By U.S. ArmyAugust 5, 2010
ANNISTON ARMY DEPOT, Ala. - Anniston Defense Munitions Center has a new commander. Lt. Col. Randall DeLong assumed command of the center during a change of command ceremony here July 27.
DeLong has served 21 years in the Army and comes to Anniston from Fort Bragg, N.C., where he last served as the distribution integration branch chief with 1st Theater Sustainment Command. Coming to ADMC is not his first job in Anniston: He began his Army career at Fort McClellan about 20 years ago when he reported to Officer Basic Course as a second lieutenant.
He takes command of ADMC from Lt. Col. Duncan MacMullen, who is retiring from the Army with 22 years of service.
MacMullen began his tour at ADMC on Sept. 25, 2008. ADMC and the Army said farewell to MacMullen during a retirement ceremony before the change of command.
DeLong praised MacMullen's leadership and relationship with the community. "My challenge will be to strive to maintain the world-class organization Duncan is handing over to me today and attempt to build it even stronger," he said.
For the last two years, MacMullen and his team at ADMC have pursued new efforts to ensure ADMC is poised to meet short- and long-term requirements of the agencies and service members the organization supports.
Some of the most notable accomplishments under MacMullen's reign include: ADMC's capability to recycle missiles graduated from pilot status to organic; ADMC was recognized for its 650-plus continuous days of no lost time accidents; and ADMC successfully demilitarized the last DRAGON missile in the Army inventory.
MacMullen was also responsible for preparing ADMC for a major change in the way it does business.

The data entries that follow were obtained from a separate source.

PR #606, opened 2026-06-11
KEP-5943: Introducing Snapshot Topology

mdzraf:
**What type of PR is this?**

Introducing Snapshot Topology to CSI Spec.

This PR is part of the changes necessary for https://github.com/kubernetes/enhancements/pull/5944 

```release-note
NONE
```

### DIFF
--- a/csi.proto
+++ b/csi.proto
@@ -256,6 +256,17 @@ message PluginCapability {
       // The presence of this capability determines whether the CO will
       // attempt to invoke the OPTIONAL SnapshotMetadata service RPCs.
       SNAPSHOT_METADATA_SERVICE = 4 [(alpha_enum_value) = true];
+
+      // SNAPSHOT_ACCESSIBILITY_CONSTRAINTS indicates that the snapshots
+      // for this plugin MAY NOT be equally usable from all
+      // topologies in the cluster. A snapshot is usable from a location
+      // if volumes created from that snapshot are guaranteed to be
+      // accessible from that location. The CO MUST use the topology
+      // information returned in the CreateSnapshotResponse to ensure
+      // that a desired volume can be provisioned from a given snapshot
+      // when scheduling workloads.
+      SNAPSHOT_ACCESSIBILITY_CONSTRAINTS = 5
+        [(alpha_enum_value) = true];
     }
     Type type = 1;
   }
@@ -1382,6 +1393,22 @@ message CreateSnapshotRequest {
   // - Specify primary or secondary for replication systems that
   //   support snapshotting only on primary.
   map<string, string> parameters = 4;
+
+  // Specifies where (regions, zones, racks, etc.) the provisioned
+  // snapshot MUST be usable from. A snapshot is usable from a location
+  // if volumes created from that snapshot are guaranteed to be
+  // accessible from that location.
+  // An SP SHALL advertise the requirements for topological
+  // accessibility information in documentation. COs SHALL only specify
+  // topological accessibility information supported by the SP.
+  // This field is OPTIONAL.
+  // This field SHALL NOT be specified unless the SP has the
+  // SNAPSHOT_ACCESSIBILITY_CONSTRAINTS plugin capability.
+  // If this field is not specified and the SP has the
+  // SNAPSHOT_ACCESSIBILITY_CONSTRAINTS plugin capability, the SP MAY
+  // choose where the provisioned snapshot is usable from.
+  TopologyRequirement accessibility_requirements = 5
+    [(alpha_field) = true];
 }
 
 message CreateSnapshotResponse {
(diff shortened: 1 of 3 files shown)


xing-yang:
Do we need to add some constraints for TopologyRequirement in CreateVolumeRequest if VolumeContentSource is a Snapshot?

csi.proto
```diff
@@ -1229,6 +1237,19 @@ message CreateSnapshotRequest {
...
+  // An SP SHALL advertise the requirements for topological
+  // accessibility information in documentation. COs SHALL only specify
+  // topological accessibility information supported by the SP.
+  // This field is OPTIONAL.
+  // This field SHALL NOT be specified unless the SP has the
+  // SNAPSHOT_ACCESSIBILITY_CONSTRAINTS plugin capability.
+  // If this field is not specified and the SP has the
+  // SNAPSHOT_ACCESSIBILITY_CONSTRAINTS plugin capability, the SP MAY
+  // choose where the provisioned snapshot is accessible from.
+  TopologyRequirement accessibility_requirements = 5 [(alpha_field) = true];
```
gnufied: Why can't this be determined by SP from volume?

To be clear - I accept that we probably need the topology in `CreateSnapshot` response, but I am trying to think why we need this in the request.

mdzraf: This was one of the approaches that was considered but decided against because it would be good to support SPs that allow for creating Snapshots with topologies that differ from the source volume amongst other reasons. There is a more detailed explanation in the [Alternatives Section of the KEP](https://github.com/kubernetes/enhancements/blob/master/keps/sig-storage/5943-topology-for-volume-snapshot/README.md#inherit-topology-from-the-source-persistentvolume)

mdzraf:
> Do we need to add some constraints for TopologyRequirement in CreateVolumeRequest if VolumeContentSource is a Snapshot?

We can discuss this but we will already be enforcing it at provisioning time via the external-provisioner and the custom scheduler plugin.

spec.md
```diff
@@ -2037,7 +2070,7 @@ The CO MUST implement the specified error recovery behavior when it encounters t
 |-----------|-----------|-------------|-------------------|
 | Snapshot already exists but is incompatible | 6 ALREADY_EXISTS | Indicates that a snapshot corresponding to the specified snapshot `name` already exists but is incompatible with the specified `volume_id`. | Caller MUST fix the arguments or use a different `name` before retrying. |
```
mdzraf, line 2259: 13 Is not the right number for `RESOURCE_EXHAUSTED` this is fixed in #605, hence why the number change here as well instead of a separate entry.

mdzraf:
cc: @bswartz & @saad-ali for reviews/approvals as discussed in CSI Community Sync Meeting.

spec.md
bswartz: A reference to `accessibility_requirements` is needed here, as in `CreateVolume`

The center, along with Anniston Army Depot's equipment maintenance operations, is slated to implement the Army's Logistics Modernization Program in October.
"I've had the great pleasure of working with a group of truly dedicated professionals who make up the backbone of our nation's military might," said MacMullen. "I am confident ADMC will succeed in meeting the challenges of the missile and munitions enterprise with the competent leadership of Lt. Col. DeLong."
Blue Grass Army Depot Commander Col. Brian Rogers presided over the ceremony. Under the Army's Joint Munitions Command, Kentucky's BGAD has command and control of ADMC.
"The ADMC Team is a model munitions activity which is respected throughout the Army. This respect was earned because of the leaders' and employees' commitment to excellence. You are truly the best that America has to offer," said Rogers.
ADMC, a tenant on the depot, provides receipt, storage, shipment, maintenance, inspection, demilitarization and recycling of conventional ammunition and missiles in support of the joint warfighter.
With approximately 145 government civilians, the organization has been in existence in its current state since 1998 when it stood up its operations for the first time as a major tenant activity under the name Anniston Munitions Center. Before then, the same operations were being conducted under the installation commander in the depot's Directorate of Ammunition.